Modeling the underlying biological processes in Alzheimer's disease using a multivariate competing risk joint model

Abstract

Many clinical trials repeatedly measure several longitudinal outcomes on patients. Patient follow-up can discontinue due to an outcome-dependent event, such as clinical diagnosis, death, or dropout. Joint modeling is a popular choice for the analysis of this type of data. Using example data from a prodromal Alzheimer's disease trial, we propose a new type of multivariate joint model in which longitudinal brain imaging outcomes and memory impairment ratings are allowed to be associated both with time to open-label medication and dropout, and where the brain imaging outcomes may also directly affect the memory impairment ratings. Existing joint models for multivariate longitudinal outcomes account for the correlation between the longitudinal outcomes through the random effects, often by assuming a multivariate normal distribution. However, for these models, it is difficult to interpret how the longitudinal outcomes affect each other. We model the dependence between the longitudinal outcomes differently so that a first longitudinal outcome affects a second one.

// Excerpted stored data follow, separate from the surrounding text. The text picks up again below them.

PR #213, opened 2020-09-12
Add multiline comments to cubescript

robalni:
This pull request adds `/* this type of comment */` to cubescript, requested by @MoonPadUSer.

### DIFF
--- a/src/engine/command.cpp
+++ b/src/engine/command.cpp
@@ -1028,8 +1028,32 @@ static inline void skipcomments(const char *&p)
     for(;;)
     {
         p += strspn(p, " \t\r");
-        if(p[0]!='/' || p[1]!='/') break;
-        p += strcspn(p, "\n\0");
+        if(p[0] == '/' && p[1] == '/')
+        {
+            p += strcspn(p, "\n\0");
+        }
+        else if(p[0] == '/' && p[1] == '*')
+        {
+            p += 2;
+            for(;;)
+            {
+                p += strcspn(p, "*\0");
+                if(p[0] == '*' && p[1] == '/')
+                {
+                    p += 2;
+                    break;
+                }
+                else if(p[0] == '\0')
+                {
+                    break;
+                }
+                p++;
+            }
+        }
+        else
+        {
+            break;
+        }
     }
 }
 
--- a/src/engine/command.cpp
+++ b/src/engine/command.cpp
@@ -1027,11 +1027,16 @@ static inline void skipcomments(const char *&p)
 {
     for(;;)
     {
+        // Skip whitespace before comments.
         p += strspn(p, " \t\r");
+
+        // Skip single-line comment if found.
         if(p[0] == '/' && p[1] == '/')
         {
             p += strcspn(p, "\n\0");
         }
+
+        // Skip multi-line comment if found.
         else if(p[0] == '/' && p[1] == '*')
         {
             p += 2;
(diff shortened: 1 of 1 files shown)


MoonPadUSer:
It'd be great if you could add some comments if possible, since you seem to understand the compiler quite a bit

MoonPadUSer:
running this:
```
echo "testacle" /*
echo "test"
*/ echo "lala"
```
results in
`testacle echo lala`
which is theoretically not a big deal but I think it'd be nice if 
the `*/` is on another line than `/*` if it'd act like a `;`, that way you don't combine parts that aren't meant to be combined

robalni:
Logically the behaviour you see there should be the correct one because you commented out the statement terminator (newline) and therefore the statements should become the same statement. I can also see why it should not be the correct behaviour because in a line-based language, statements on different lines should be different statements. This makes me feel like multiline comments might not be a good idea in line-based languages because it's not obvious what the correct behaviour should be. The main problem is that newline characters are invisible and that you can't put the comment-start in the end of the line after the newline character, otherwise it would be obvious what should happen. I don't know what the best thing to do here is.

MoonPadUSer:
I mean, it wouldn't be that big of a deal to leave it as-is tbh

src/engine/command.cpp
```diff
@@ -1028,8 +1028,32 @@ static inline void skipcomments(const char *&p)
     for(;;)
     {
         p += strspn(p, " \t\r");
-        if(p[0]!='/' || p[1]!='/') break;
-        p += strcspn(p, "\n\0");
+        if(p[0] == '/' && p[1] == '/')
+        {
+            p += strcspn(p, "\n\0");
```
TheAssassin, line 1033: Never heard of `strcspn` ever before, but it's quite useful indeed. Nice.

src/engine/command.cpp
```diff
@@ -1028,8 +1028,32 @@ static inline void skipcomments(const char *&p)
...
+        }
+        else if(p[0] == '/' && p[1] == '*')
+        {
+            p += 2;
+            for(;;)
+            {
+                p += strcspn(p, "*\0");
```
TheAssassin, line 1040: I'm confused. How can a null byte (which I think `\0` represents) be useful here? The second parameter is already a null-terminated string. The array equivalent of that string should be `['*', 0, 0]` as far as I can see... Does this have any effect at all? If yes, I think you'll have to document it in a comment.

src/engine/command.cpp
```diff
@@ -1028,8 +1028,32 @@ static inline void skipcomments(const char *&p)
     for(;;)
     {
         p += strspn(p, " \t\r");
-        if(p[0]!='/' || p[1]!='/') break;
-        p += strcspn(p, "\n\0");
+        if(p[0] == '/' && p[1] == '/')
```
TheAssassin, line 1031: I think we should document that this block is supposed to handle single-line comments, like the others handle multi-line ones. Also, a blank line above this one will increase readability.

TheAssassin (changes requested):
Looks pretty clean, although I wish there were a few more comments. I've got a few questions and a few suggestions.

src/engine/command.cpp
robalni: Haha, I didn't think about that. Good catch. The old code was doing it like this too.

TheAssassin (approved):
Haven't got to testing this, but I'll take @robalni's and @MoonPadUSer's word for it. Looks good!

PR #214, opened 2020-09-13
Add Colorscheme Options

MoonPadUSer:
This PR adds the option to choose between 2 colorschemes, one of them being the default red eclipse colorscheme and the other being an experimental blue nebula colorscheme I created, this is mainly to provide an easy way for users to try out colorschemes and give feedback
2020-09-13-204904_1680x1050_scrot

### DIFF
--- a/config/colorschemes.cfg
+++ b/config/colorschemes.cfg
@@ -1,0 +1,55 @@
+colorscheme_default = [
+    resetvar ui_blend_background
+    resetvar ui_blend_slider
+    resetvar ui_blend_slider_border
+    resetvar ui_blend_textfield_background
+    resetvar ui_blend_textfield_border
+    resetvar ui_color_active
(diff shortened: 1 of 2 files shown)


voidanix (changes requested):
1. This does not work apparently, seems to fail with a `unknown command: setcolors` in the console when pushing the 2 new buttons.
2. The `active` button and the `pick a colour for the variable /ui_color_active` seem clunky and confusing.
3. Got some whitespace at https://github.com/blue-nebula/base/pull/214/files#diff-59c8b041b4a3f9cd0dfa9d5311b1a7994a540dff82848bb05970571c99ee7f7eR306
4. The `colorscheme_` "containers" (?) should probably have a docstring e.g. why is the default one resetting vars?

Barely knowing any cubescript _at all_, this is only a general review but hopefully you get the idea.

PR #216, opened 2020-10-04
Remove variable `frameloops`

robalni:
It was hard to understand what it meant and it was only used for
determining whether the loop was in the first frame/iteration.
Therefore I replaced it with variable `first_frame` which has a clearer
purpose.


MoonPadUSer (approved):
Looks good to me, please wait for another approval tho

TheAssassin:
The purpose of the new variable is indeed clearer. However, I ask myself, can't we just get rid of these `if`s completely? Perhaps by moving the stuff outside the `if`s before the loop (risking some code duplication, but I could imagine not all calls might be needed in the first frame anyway)?

voidanix:
I think the question should really be _what is the **actual** purpose of `frameloops` aka `first_frame`_?

Removing the variable with its if-statements altogether results in the exact same behavior; plus, considering the `int frames` parameter does absolutely nothing, it could very likely be a remnant from old code.

If this can be dropped without regressions, then better take that route.

voidanix (approved):

voidanix:
Superseded by #291

PR #218, opened 2020-10-11
Simplify draw functions

robalni:
This makes the flow of the code more direct and linear and easy to follow. The code should still do exactly the same thing as before.


TheAssassin (approved):
Can be refactored further in a future PR.

PR #220, opened 2020-11-16
Fix vanity radiobutton issue

robalni:
This fixes an issue where the radiobuttons on the right side were not selected correctly when clicking one on the left side; they would always be on "nothing" even if you have something.


TheAssassin (approved):
Looks good to me. @MoonPadUSer please check the PR, too, and merge it if it looks good to you, too.

PR #221, opened 2020-12-04
Fix building on OpenBSD

TheAssassin:
Thanks to @voidanix for testing the if clause.


MoonPadUSer (approved):

voidanix (approved):
LGTM, tested on f34 and OBSD 6.8

TheAssassin:
Now Travis CI doesn't let me restart the build (claims I'm not in any organization, which is clearly not true; been happening ever since they announced their weird plans on moving to the `.com` version). Hence I'm changing the settings so PRs are not blocked by Travis any more.

Only macOS failed, and that one only because of some timeout. I'll merge it anyway.

PR #5346, opened 2024-08-08
Fix tracing_{on,off} in the presence of non-inlined modules

gezalore:
Previously "\*.foo.\*" failed to match non-inlined instances called 'foo' (or non-inlined instances under 'foo'.


wsnyder (approved):
Feel free to squash merge on pass.

Issue #5360, opened 2024-08-10
`LexerInput` and `LexerOutput` out-of-line definition when building on Mac OS


ChrisKjellqvist:
I reproduced this issue on the current commit (as of August 9, 2024) and v5.026 on Mac OSX (Sonoma 14.5).
When building either the `autoconf` and CMake build, the compilation of "V3ParseLex.cpp.o" results in the following error.

```
[  4%] Building CXX object src/CMakeFiles/verilator.dir/V3ParseLex.cpp.o
In file included from <path>/verilator/src/V3ParseLex.cpp:30:
<path>/verilator/build/src/V3Lexer_pregen.yy.cpp:8722:18: error: out-of-line definition of 'LexerInput' does not match any declaration in 'V3LexerBase'
int yyFlexLexer::LexerInput( char* buf, int /* max_size */ )
                 ^~~~~~~~~~
<path>/verilator/build/src/V3Lexer_pregen.yy.cpp:8751:19: error: out-of-line definition of 'LexerOutput' does not match any declaration in 'V3LexerBase'
void yyFlexLexer::LexerOutput( const char* buf, int size )
                  ^~~~~~~~~~~
2 errors generated.
```

I resolved this compilation error by modifying the generated code in "V3Lexer_pregen.yy.cpp" to use `size_t` instead of `int` on the lines indicated by the error messages:

```
size_t yyFlexLexer::LexerInput( char* buf, size_t /* max_size */ )
...
void yyFlexLexer::LexerOutput( const char* buf, size_t size )

```

I have not verified the functionality of `verilator` using these fixes, but I don't think it should affect correctness. I am not a user of `bison` or `flex` myself, so I don't know the process by which these type mismatches manifest, but, regardless, this should be fixed. Ideally, the fix would involve something to do with `bison` or `flex`, but the generated cpp source could be patched with `sed` just as well.

wsnyder:
Thanks for debugging. src/flexfix has a bunch of similar hacks to fix broken flex issues, can you please try editing that, then submit a pull with your fix?

wsnyder:
See #5361 - with new flex not seen.

PR #5361, opened 2024-08-10
FlexFix changes for successful compile on Mac OS #5360

ChrisKjellqvist:
The issue is discussed in #5360. On Mac OS, `int` is used as the size type for `LexerInput` and `LexerOutput` definitions instead of `size_t`. The changes to flexfix only manifest if the platform is "Darwin" because I do not know what effect the changes will have on other platforms that haven't experienced this behavior.

After further builds, I've noticed that sometimes Flex does not need this change and correctly generates the function definitions with `size_t`, but I'm unable to figure out exactly why.

### DIFF
--- a/src/flexfix
+++ b/src/flexfix
@@ -48,13 +48,12 @@ for line in sys.stdin:
     line = re.sub(r'(#line \d+ ".*)_pretmp', r'\1', line)
     # Fix 'register' storage class specifier is deprecated and incompatible with C++17
     line = re.sub(r'register ', '', line)
-    # Fix use of 'int' instead of 'size_t' to match declaration of FlexInput and FlexOutput on Mac OS only
-    if platform.system() == "Darwin":
-        line = re.sub(r"int yyFlexLexer::LexerInput\( char\* buf, int /\* max_size \*/ \)",
-                      "size_t yyFlexLexer::LexerInput( char* buf, size_t /* max_size */ )", line)
-        line = re.sub(r"int yyFlexLexer::LexerInput\( char\* buf, int max_size \)",
-                        "size_t yyFlexLexer::LexerInput( char* buf, size_t max_size )", line)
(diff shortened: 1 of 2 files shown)


ChrisKjellqvist:
Prior to merging this, I need to run some further tests on my Mac. I _think_ that the flex version has a role to play in this and that this fix will break compatibility on those versions.

src/flexfix
```diff
@@ -47,5 +48,13 @@ for line in sys.stdin:
     line = re.sub(r'(#line \d+ ".*)_pretmp', r'\1', line)
     # Fix 'register' storage class specifier is deprecated and incompatible with C++17
     line = re.sub(r'register ', '', line)
+    # Fix use of 'int' instead of 'size_t' to match declaration of FlexInput and FlexOutput on Mac OS only
+    if platform.system() == "Darwin":
```
wsnyder, line 52: Thanks fir making this.

If this can be made to work generally, without checking platform, that is preferred, as typically the problem is related to the flex output being bad independent of OS.  (Although the output might be bad only on one OS, matching the flex output should be sufficient.)  This helps defend us if MacOS changes it again, which they likely will.

src/flexfix
```diff
@@ -13,6 +13,7 @@
 
 import re
 import sys
+import platform
```
wsnyder, line 16: No longer needed?

src/flexfix
```diff
@@ -47,5 +48,12 @@ for line in sys.stdin:
     line = re.sub(r'(#line \d+ ".*)_pretmp', r'\1', line)
     # Fix 'register' storage class specifier is deprecated and incompatible with C++17
     line = re.sub(r'register ', '', line)
+    # Force LexerInput/Output types to match those specified by the Flex declaration (might not be int on some platforms)
```
wsnyder, line 51: Please add to the comment this was first needed on MacOS, and the flex version number.

wsnyder (commented):
Thanks. When you think this solves the issue please mark non-draft.

PR #5363, opened 2024-08-11
Prevent lint_off on Errors (#5351)

### LINKED ISSUE #5351: `lint_off -match` includes Errors
```
Ubuntu 22.04.4 LTS
Verilator 5.027 devel rev v5.026-4-g833df6d9e
```

Hello. I have been recently experimenting with `lint_off -match`, but I noticed that it suppresses errors, even though the documentation makes it seem like only warnings will be suppressed.

> If -match is set, the linter warnings are matched against this (wildcard) string and are waived in case they match, provided with the rule and file also match.

This often leads to internal Verilator faults.

Should `lint_off -match` never match `EC_FATAL`, `EC_FATALEXIT`, `EC_FATALSRC`, and `EC_ERROR`? I can do a PR for this if you think this is a good idea.

## Example

```bash
# command
verilator --lint-only bad.sv lint.vlt
```

```systemverilog
// bad.sv
module bad;
    initial $readmemh("file.memh", ENUMITEM);
endmodule
```
```systemverilog
// lint.vlt
`verilator_config
lint_off -file "bad.sv" -match "*"
```

```
# Expected output:
%Error: bad.sv:3:36: Can't find definition of variable: 'ENUMITEM'
    3 |     initial $readmemh("file.memh", ENUMITEM);
      |                                    ^~~~~~~~
```

```
# Actual result:
%Error: Command Failed ulimit -s unlimited 2>/dev/null; exec verilator_bin --lint-only bad.sv lint.vlt
```

sifferman:
Fixes #5351.

Happy to make adjustments!

### DIFF
--- a/Changes
+++ b/Changes
@@ -61,6 +61,7 @@ Verilator 5.027 devel
 * Fix ==? and !=? with X values.
 * Fix CPU time being zero.
 * Fix inline function ref port persistence.
+* Fix `lint_off -match` incorrectly suppressing critical errors (#5351). [Ethan Sifferman]
 
 
 Verilator 5.026 2024-06-15
--- a/Changes
+++ b/Changes
@@ -61,7 +61,6 @@ Verilator 5.027 devel
 * Fix ==? and !=? with X values.
 * Fix CPU time being zero.
 * Fix inline function ref port persistence.
-* Fix `lint_off -match` incorrectly suppressing critical errors (#5351). [Ethan Sifferman]
 
 
 Verilator 5.026 2024-06-15
--- a/src/V3Config.cpp
+++ b/src/V3Config.cpp
@@ -336,6 +336,7 @@ public:
         }
     }
     bool waive(V3ErrorCode code, const string& match) {
+        if (code < V3ErrorCode::EC_FIRST_WARN || code.pretendError()) return false;
         for (const auto& itr : m_waivers) {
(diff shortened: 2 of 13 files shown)


src/V3Config.cpp
```diff
@@ -336,6 +336,7 @@ class V3ConfigFile final {
         }
     }
     bool waive(V3ErrorCode code, const string& match) {
+        if (code < V3ErrorCode::EC_FIRST_WARN || code.pretendError()) return false;
```
wsnyder, line 339: It is ok to turn off pretend errors. Let's also cleanup...

```suggestion
        if (code.hardError()) return false;
```

then make in V3Error
      bool hardError() const { return m_e < V3ErrorCode::EC_FIRST_WARN; }

Please also use this function anywhere else that compare was.

Changes
```diff
@@ -61,6 +61,7 @@ Verilator 5.027 devel
 * Fix ==? and !=? with X values.
 * Fix CPU time being zero.
 * Fix inline function ref port persistence.
+* Fix `lint_off -match` incorrectly suppressing critical errors (#5351). [Ethan Sifferman]
```
wsnyder, line 64:
```suggestion
```

I'll add this later, so you don't get merge conflicts.

sifferman:
Thanks!

PR #5365, opened 2024-08-13
Internals: Fix removing nodes in V3Life

RRozak:
Currently on master, when a node is classified to be removed, it is added to a vector. A the end of the stage, all nodes on that vector are unlinked and removed. Between adding it to the vector and removing it, V3Const optimizations may take place, which may remove nodes added to the vector. In such a case we get seg fault, because we dereference `nullptr` when we unlink a node from the vector.

I fixed it by unlinking a node at the moment of adding it to the vector. This way V3Const visitor won't access it.

### DIFF
--- a/src/V3Life.cpp
+++ b/src/V3Life.cpp
@@ -46,17 +46,17 @@ class LifeState final {
 public:
     VDouble0 m_statAssnDel;  // Statistic tracking
     VDouble0 m_statAssnCon;  // Statistic tracking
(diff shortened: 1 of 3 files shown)


wsnyder (commented):
I think this is reasonable, but please use the default VNDeleter's similar methods that the visitor should already have inherited.

RRozak:
The method that removes nodes isn't a method of visitor. I added VNDeleter object to the class, as it is done in V3Param.

Issue #5336, opened 2024-08-06
Coverage: emit lossless lcov file


AndrewNolte:
Branch info is supported by lcov, see [here](https://xujihui1985.github.io/test/2015/10/06/lcovinfo) for explanations 

We can modify the coverage annotation to fix confusing lcov data like https://github.com/verilator/verilator/issues/4691. The branch coverage view isn't great on the default lcov genhtml, but it can be interpreted by other viewers like [gcovr](https://stackoverflow.com/questions/62936628/how-to-improve-the-branch-coverage-using-gcovr-tool), or a [vscode extension](https://marketplace.visualstudio.com/items?itemName=ryanluker.vscode-coverage-gutters)

wsnyder:
Agreed. Hoping this is a suggestion likely to lead to a pull request ;)

AndrewNolte:
I'm trying to make the changes, but it was really annoying that they weren't being propogated to the final binary. I put a clear compile error in `src/VlcSource.h` to test it, and when I built, it produced a new `verilator_coverage_dbg_bin` successfully. Something must be wrong with the build dependencies?

wsnyder:
>I'm trying to make the changes, but it was really annoying that they weren't being propogated to the final binary. I put a clear compile error in src/VlcSource.h to test it, and when I built, it produced a new verilator_coverage_dbg_bin successfully. Something must be wrong with the build dependencies?

I did a build, then for each vlc .cpp and header checked that a touch of that file did a rebuild. It all worked. So not sure what's up with your side. Note the -MMD flag should be auto-building the dependencies. One thing to be careful is if using NFS that your server and client clocks are synchronized.

AndrewNolte:
I was doing `make -j`, is that not the right command to run?

wsnyder:
make -j should be fine. That's what I was using too.

PR #5388, opened 2024-08-19
Branch coverage in .info files, ~ symbol for partial coverage

AndrewNolte:
- Add branch data to .info files
- Use max() and min() as aggregation function for points -> line. Add new ~ symbol for partial coverage (max() ok, min() not ok)
- refactor ok() methods to opt.checkOk(count), refactor lineIncCount to insertPoint
Screenshot 2024-08-19 at 3 38 19 PM
- Addresses https://github.com/verilator/verilator/issues/5336


src/VlcOptions.h
```diff
@@ -65,6 +65,7 @@ class VlcOptions final {
     string annotateOut() const { return m_annotateOut; }
     bool annotateAll() const { return m_annotateAll; }
     int annotateMin() const { return m_annotateMin; }
+    inline bool countOk(uint64_t count) const { return count >= m_annotateMin; }
```
wsnyder, line 68:
```suggestion
    bool countOk(uint64_t count) const { return count >= m_annotateMin; }
```

Generally inline as a style policy isn't used in C++ class-declared functions as the compiler handles it.

src/VlcSource.h
```diff
@@ -50,18 +54,12 @@ class VlcSourceCount final {
...
 
     // METHODS
-    void incCount(uint64_t count, bool ok) {
-        if (m_count == std::numeric_limits<uint64_t>::max())
-            m_ok = ok;
-        else
-            m_ok = m_ok && ok;
-        m_count = std::min(m_count, count);
-    }
+    void incCount(uint64_t count) { m_count = std::max(m_count, count); }
```
wsnyder, line 60: Readers will think inc did +=.

```suggestion
    void maxCount(uint64_t count) { m_count = std::max(m_count, count); }
```

src/VlcTop.cpp
```diff
@@ -116,10 +116,28 @@ void VlcTop::writeInfo(const string& filename) {
         VlcSource& source = si.second;
         os << "SF:" << source.name() << '\n';
         VlcSource::LinenoMap& lines = source.lines();
+        int brf = 0;  // Branches found
+        int brh = 0;  // Branches hit
```
wsnyder, line 120:
```suggestion
        int branchesFound = 0;
        int branchesHit = 0;
```

src/VlcTop.cpp
```diff
@@ -116,10 +116,28 @@ void VlcTop::writeInfo(const string& filename) {
...
         for (auto& li : lines) {
-            const VlcSourceCount& sc = li.second;
+            VlcSourceCount& sc = li.second;
             os << "DA:" << sc.lineno() << "," << sc.count() << "\n";
+            int num_branches = sc.points().size();
+            if (num_branches == 1) { continue; }
```
wsnyder, line 125:
```suggestion
            if (num_branches == 1) continue;
```

src/VlcTop.cpp
```diff
@@ -116,10 +116,28 @@ void VlcTop::writeInfo(const string& filename) {
...
+            brf += num_branches;
+            int point_num = 0;
+            for (const auto& point : sc.points()) {
+                os << "BRDA:" << sc.lineno() << ",";
+                os << "0,";
+                os << point_num << ",";
+                os << point->count() << "\n";
+
+                brh += opt.countOk(point->count());
+                point_num++;
```
wsnyder, line 135:
```suggestion
                ++point_num;
```

wsnyder (commented):
I think it might be cleaner to make a new pull request to add the .info changes, separate from the accounting (max) changes.

test_regress/t/t_cover_line.out
```diff
@@ -49,18 +49,18 @@
         
  000010    always @ (posedge clk) begin
 +000010  point: comment=block
-%000000       if (cyc!=0) begin
+ 000010       if (cyc!=0) begin
```
wsnyder, line 52: I believe the old "min" was correct.  You see here why - the implied else (when cyc==0) is not being hit.

AndrewNolte: I view coverage as "how many times was this line hit", and I think that's how most people view it. In [this example](https://stackoverflow.com/questions/62936628/how-to-improve-the-branch-coverage-using-gcovr-tool), this is the case, as well as other examples I've found online. If people want to see the individual branch coverage, it's right there underneath it.

AndrewNolte: Viewing it as the min may highlight the error more, but I think from a glance presents a logical inconsistency when you see an if statement with 10 line hits inside, yet 0 line hits on the if statement. And now that both this and .info files support branches, I think it makes sense to use max.

test_regress/t/t_cover_line.out
```diff
@@ -138,10 +138,10 @@
                  end
 %000000          do ; while (0);
 -000000  point: comment=block
-%000000          do begin
+ 000010          do begin
 +000010  point: comment=if
 -000000  point: comment=block
-%000000             $write("");
+ 000010             $write("");
```
AndrewNolte, line 144: It looks like max fixed this logical inconsistency as well? I don't think there's any world where min is correct here

test_regress/t/t_cover_line.out
wsnyder: The way my site uses it is any line with "%" needs more attention. If there are none, then coverage is done, there's nothing more to look at.  This isn't "line coverage" but rather "is this line of code completely covered in all respects". 

So the change breaks that usage.  I'm open to other ways to resolve this usage difference.

Suggest again splitting the pull so we can get the branch coverage info merged, then we can debate this other change, thanks.

AndrewNolte:
> I think it might be cleaner to make a new pull request to add the .info changes, separate from the accounting (max) changes.

Agreed, I was thinking those should be a golden output. Is there a way to have multiple golden files? That might be cleaner than copy pasting a perl script

test_regress/t/t_cover_line.out
wsnyder: BTW the % is like the yellow lines meaning there's no branch coverage, shown here:

https://app.codecov.io/gh/verilator/verilator/blob/master/src%2FV3ActiveTop.cpp

(Using Verilator coverage as I don't have a verilog example I can point to.)

wsnyder:
Yes, you can use files_identical, search for that in the .pl test files for examples.

test_regress/t/t_cover_line.out
AndrewNolte: Is the % there because of the ok() check? Maybe that can be based on the min so it's flagged as partial? But I think it's easiest to just have a flag for this aggregation function

wsnyder: Yes.  Maybe use  - for completely covered (lcov green), % for uncovered (lcov red) and new ~ for line covered but branch (or user cover) uncovered?

AndrewNolte: I added just ~ to minimize the conflict, and becuase -/+ is already used for point annotations, and it means the opposite (red)

wsnyder: Ok, remember to update docs on this in exe_verilator_coverage.rst

AndrewNolte:
Anything else I should do for this PR? Do you want me to change the annotated files to still display the min count? Or does the ~ marker work for you?

wsnyder:
I'd prefer to still display min, seems the safer choice.

AndrewNolte:
Oh I thought you meant just the initial checking of the info files. So split this into branch in .info files and min/max computation change?

wsnyder:
Correct, thanks

AndrewNolte:
Can I split it into maxCount for .info files + branch data + ~ symbol, then a PR for max count for annotated files?

src/VlcTop.cpp
```diff
@@ -293,8 +310,16 @@ void VlcTop::annotateOutputFiles(const string& dirname) {
                 VlcSourceCount& sc = lit->second;
                 // UINFO(0,"Source
                 // "<<source.name()<<":"<<sc.lineno()<<":"<<sc.column()<<endl);
-                os << (sc.ok() ? " " : "%") << std::setfill('0') << std::setw(6) << sc.count()
-                   << " " << line << '\n';
+                bool minOk = opt.countOk(sc.minCount());
+                bool maxOk = opt.countOk(sc.maxCount());
```
wsnyder, line 314:
```suggestion
                const bool minOk = opt.countOk(sc.minCount());
                const bool maxOk = opt.countOk(sc.maxCount());
```

src/VlcSource.h
```diff
@@ -37,8 +39,8 @@ class VlcSourceCount final {
 
     // MEMBERS
     const int m_lineno;  ///< Line number
-    uint64_t m_count = std::numeric_limits<uint64_t>::max();  ///< Count
-    bool m_ok = false;  ///< Coverage is above threshold
+    uint64_t max_count = 0;  ///< Max count
+    uint64_t min_count = std::numeric_limits<uint64_t>::max();  ///< Min count
     PointsSet m_points;  // Points on this line
```
wsnyder, line 44:
```suggestion
    uint64_t m_maxCount = 0;  ///< Max count
    uint64_t m_minCount = std::numeric_limits<uint64_t>::max();  ///< Min count
    PointsSet m_points;  // Points on this line
```

docs/guide/exe_verilator_coverage.rst
```diff
@@ -154,10 +158,6 @@ generated from random test runs) into one master coverage file.
 Specifies the aggregate coverage results, summed across all the files,
 should be written to the given filename in :command:`lcov` .info format.
 This may be used to feed into :command:`lcov` to aggregate or generate
-reports.
-
-Converting from the Verilator coverage data format to the info format is
-lossy; the info will have all forms of coverage merged line coverage, and
-if there are multiple coverage points on a single line they will merge.
```
wsnyder, line 161: I still think this multiple points is true when user-defined "cover" statements are used.

AndrewNolte:
t_cover_line_cc_vlt is failing after the first commit adding cover property to that file. I don't understand because the .out file is unchanged on line 182, but it finds some regex in the .dat file. Should I just remove that check_cover_missing statement? Or did adding the --coverage-user mess something up, either in the test or the actual coverage logic? Or can we just add the cover property on another PR to test the assertion you made in that comment?

AndrewNolte:
Do you mind elaborating on the data being lost? Is it the comments per point? I think if it is lossy, it's better to specify what it is rather than calling it lossy

wsnyder:
Similar to the case of multiple statements on a line aggregating:

```
%000000       if (cyc[0]) $write("");  if (cyc==4) $write("");  if (cyc==9999) $write("");
-000001  point: comment=if
+000089  point: comment=else
-000000  point: comment=if
+000090  point: comment=else
+000045  point: comment=if
+000045  point: comment=else
```

We have this with user statements:

```
%000000       a: cover(cyc[0]); b: cover(cyc==4); c: cover(cyc==9999);
+000090  point: comment=block
-000000  point: comment=a
-000000  point: comment=b
-000000  point: comment=c
```

There's no way AFAIK to express the above with .info. Information on the separate points is "lost" as the .info format doesn't have as much detail as the Verilator coverage data.

```
DA:20,0   //<<<<
DA:22,0   //<<<<
end_of_record
```

AndrewNolte:
It would be just aggregated as branches right? They use the same mechanism of multiple points per line The only thing lost is the comment.

wsnyder:
Yes, I'd suggest treat them as branches.  Yes, the comment is lost, when we do cover groups that's pretty critical.

AndrewNolte:
I updated the documentation, is there anything else needed for this to get merged? As well as https://github.com/verilator/verilator/pull/5402 ?

wsnyder:
Which do I merge first?  I'll read through again tonight, then assuming good do the first one, then you'll need to merge in master & repush the other.

AndrewNolte:
This was me attempting to do stacked PRs on github, which I haven't found a great way of doing. Basically each change is a commit, this has one, #5402 has this plus another. So it's up to you if you want to merge together or separately.

PR #5390, opened 2024-08-20
Coverage: track info files

AndrewNolte:
We'd like to have a diff for these for the branch PR


wsnyder (commented):
Rather than .out.info please name as .info.out, so that all generated files end in .out. This will mean using `"t/" . $Self->{name} . ".info.out"` rather than golden_filename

Specifically, for each longitudinal outcome, we use a linear mixed-effects model to estimate its trajectory, where, for the second longitudinal outcome, we include the linear predictor of the first outcome as a time-varying covariate. This facilitates an easy and direct interpretation of the association between the longitudinal outcomes and provides a framework for latent mediation analysis to understand the underlying biological processes. For the trial considered here, we found that part of the intervention effect is mediated through hippocampal brain atrophy. The proposed joint models are fitted using a Bayesian framework via MCMC simulation.